Pagano: We have been called upon to assist counsel in internal and SEC investigations. We are very much involved in white collar crime investigations, whether a bookkeeper is thought to be embezzling money from an employer, someone in the corporate hierarchy is accused of committing securities fraud or an individual is indicted for money laundering or tax fraud. We also are well positioned in damage calculations and business valuations. We assist law firms in matrimonial matters, investigating hidden assets and lifestyle changes in the case of one spouse or the other. We assist counsel in shareholder disputes using our forensic accounting skills to uncover financial wrong-doing or to investigate the financial condition of a company or entity as a result of allegations made in a complaint. Consistent with our core values, we provide independent, objective analysis and critical thinking to counsel.

Editor: What extra benefits does Eisner bring to its clients in the litigation consulting and forensic accounting areas?

Pagano: Clients in the legal community turn to us for our competence in providing forensic accounting and litigation consulting services and for our understanding of the legal community's language - including our familiarity with the Rules of Civil Procedure and the Rules of Evidence. We strive earnestly to explain complex financial and accounting issues in very plain language, breaking down the components in a complex matter to their simplest form or explaining by way of analogy. Often we will also use demonstratives to explain a very difficult subject. We also assess both the strengths and weaknesses of not only our clients' cases but also that of the opposing side. If the opposing side in a litigation has various strengths we point them out to counsel. Coming from the financial perspective, the accounting perspective, the tax perspective, the audit perspective, and, of course, the litigation consulting perspective, we suggest to counsel how to lay out the case and to discuss the issues from all points of view. We provide advice and assist counsel with the facts, objective analysis, and independent critical thinking.

Editor: What trends do you see developing in your field of expertise?

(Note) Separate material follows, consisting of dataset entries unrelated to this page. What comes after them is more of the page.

PR #684, opened 2020-06-18
ELK logging if configured

lbiedinger:


Jenkinsfile
```diff
@@ -37,14 +37,28 @@ pipeline {
       environment {
         CF_APP_NAME="portaljs${env.CF_SPACE == 'production' ? '' : '-' + env.CF_SPACE}"
         CTF_CPA_ACCESS_TOKEN=credentials("portaljs.${env.CF_SPACE}.contentful.cpa")
+        LOGSTASH_CONNECTION=credentials("elk_connection_string")
```
rwd, line 40: This isn't really a credential as it's just a username and hostname, plus it's the same for all jobs on our stack.

Let's therefore move it to a [global Jenkins env var](https://jenkins.eanadev.org/configure) (as with `CF_API` and `CF_ORG`), named `ELK_LOGSTASH_SSH_DESTINATION`.

Jenkinsfile
```diff
@@ -37,14 +37,28 @@ pipeline {
...
         HTTP_DIGEST_ACL=credentials("portaljs.${env.CF_SPACE}.http.digest.acl")
       }
       steps {
+        sh 'if [[ "${LOGSTASH_CONNECTION}" != "" ]]; then sed -i "s|services:|services:\\n  - log-drainer|" manifest.yml; fi'
```
rwd, line 44: I would be inclined to put the name of the log-drainer service into a global env var in Jenkins too, named `CF_LOG_DRAINER_SERVICE_NAME`

Jenkinsfile
```diff
@@ -37,14 +37,28 @@ pipeline {
...
         sh 'cf blue-green-deploy ${CF_APP_NAME} -f manifest.yml --delete-old-apps'
       }
     }
+    stage('Register with ELK') {
+      environment {
+        CF_APP_NAME="portaljs${env.CF_SPACE == 'production' ? '' : '-' + env.CF_SPACE}"
+        LOGSTASH_CONNECTION=credentials("elk_connection_string")
+      }
+      steps {
+      sh 'if [[ "${LOGSTASH_CONNECTION}" != "" ]]; then echo "No ELK configuration detected"; exit 0; fi'
```
rwd, line 56: It seems like this should be in a `when` block on the `stage`

manifest.yml
```diff
@@ -6,6 +6,7 @@ memory: 1024M
 health-check-type: process
 # health-check-http-endpoint: /robots.txt
 stack: cflinuxfs3
+services:
```
rwd, line 9: Does this still successfully deploy with both `cf push` and `cf bgd` if no services are added?

lbiedinger: no, i've changed it so this is written in along with the the name when present.

Jenkinsfile
```diff
@@ -12,8 +12,10 @@ pipeline {
     CF_HOME='/home/node' // Revert override from Jenkins global env
     CF_API="${env.CF_API}"
     CF_LOGIN=credentials('portaljs.cloudfoundry.login')
+    CF_LOG_DRAINER_SERVICE="${CF_LOG_DRAINER_SERVICE_NAME}"
```
rwd, line 15: This should be `    CF_LOG_DRAINER_SERVICE="${env.CF_LOG_DRAINER_SERVICE_NAME}"`

Jenkinsfile
```diff
@@ -40,11 +42,25 @@ pipeline {
...
         sh 'sed -i "s|env:|env:\\n  HTTP_DIGEST_ACL: ${HTTP_DIGEST_ACL}|" manifest.yml'
         sh 'cf blue-green-deploy ${CF_APP_NAME} -f manifest.yml --delete-old-apps'
       }
     }
+    stage('Register with ELK') {
+      when {
+        expression { return env.LOGSTASH_CONNECTION }
+      }
+      environment {
+        CF_APP_NAME="portaljs${env.CF_SPACE == 'production' ? '' : '-' + env.CF_SPACE}"
```
rwd, line 56: Move this up to the top level environment instead, along with the other declaration of it.

Jenkinsfile
```diff
@@ -40,11 +42,25 @@ pipeline {
...
+      }
+      steps {
+        sh 'APP_GUID="$(cf app ${CF_APP_NAME} --guid | head -1)"'
+        sh 'RESULT=(ssh ${LOGSTASH_CONNECTION} /etc/logstash/register_appname_guid.sh ${APP_NAME} ${APP_GUID})'
```
rwd, line 60: 1. Why is the result of this command being assigned to `RESULT`?
2. This is very specific to our current Jenkins config. The path to that shell script should not be in this Pipeline script.

lbiedinger: 1. This was copied from the API deployment script. I've confirmed with Patrick it's not needed.
2. Yes, as mentioned in Jira I also wasn't sure about this. I've now moved the entire command to a new variable(ELK_REGISTRATION_COMMAND), this removes the need for LOGSTASH_CONNECTION. So that's been removed.

Jenkinsfile
lbiedinger: done, although this assignment depends on the space being set which also happens in that block, so I hope this doesn't cause any issues.

deploy/cloud-foundry/Jenkinsfile
```diff
@@ -57,6 +60,16 @@ pipeline {
         }
       }
     }
+    stage('Register with ELK') {
```
rwd, line 63: As discussed on Slack, and verified on our Jenkins cluster, the ELK registration command will fail when run from inside the Docker agent.

Set a stage-specific agent so that this command is run on the Jenkins node's native shell.

deploy/cloud-foundry/Jenkinsfile
```diff
@@ -54,6 +57,17 @@ pipeline {
...
+      agent any // Don't run in docker container.
+      when {
+        expression { return env.ELK_REGISTRATION_COMMAND }
```
rwd, line 63: I am not sure this will work as intended.

It may need to be:
```groovy
when {
  not {
    environment name: 'ELK_REGISTRATION_COMMAND', value: ''
  }
}
```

Pagano: There will be more reliance on technology in terms of electronic discovery. With the 2006 amendments to the FRCP, electronic discovery must be addressed early on by both sides. There will be greater demand with respect to computer forensics and computer technology for information technology experts. Technology will play a greater role by virtue of the changes that have occurred not only because of the FRCP but also by virtue of technology's evolution. Also, there is a trend for greater specialty designations within the forensic accounting community. The AICPA presently is working on a proposal to certify forensic accountants. We already have the association of certified fraud examiners, CFE. Also within the AICPA there is the designation of the accredited business valuator, ABV. The National Association of Certified Valuation Analysts is offering courses and certificates in damage evaluation and forensic accounting. These designations will supplement the designation, CPA, whether through the AICPA or through other organizations. There is also going to be greater demand for expert witnesses in all fields, certainly in the financial area. Our skill set as forensic accountants is broadening by virtue of the demands placed upon the lawyers in terms of the type of cases that they are litigating. What has happened recently in the sub prime mortgage and hedge fund markets will result in forensic accountants being engaged to provide expertise in these areas too. International Financial Reporting Standards will have greater emphasis in the global marketplace because of interrelationships, interdependencies and complexities in the global economy.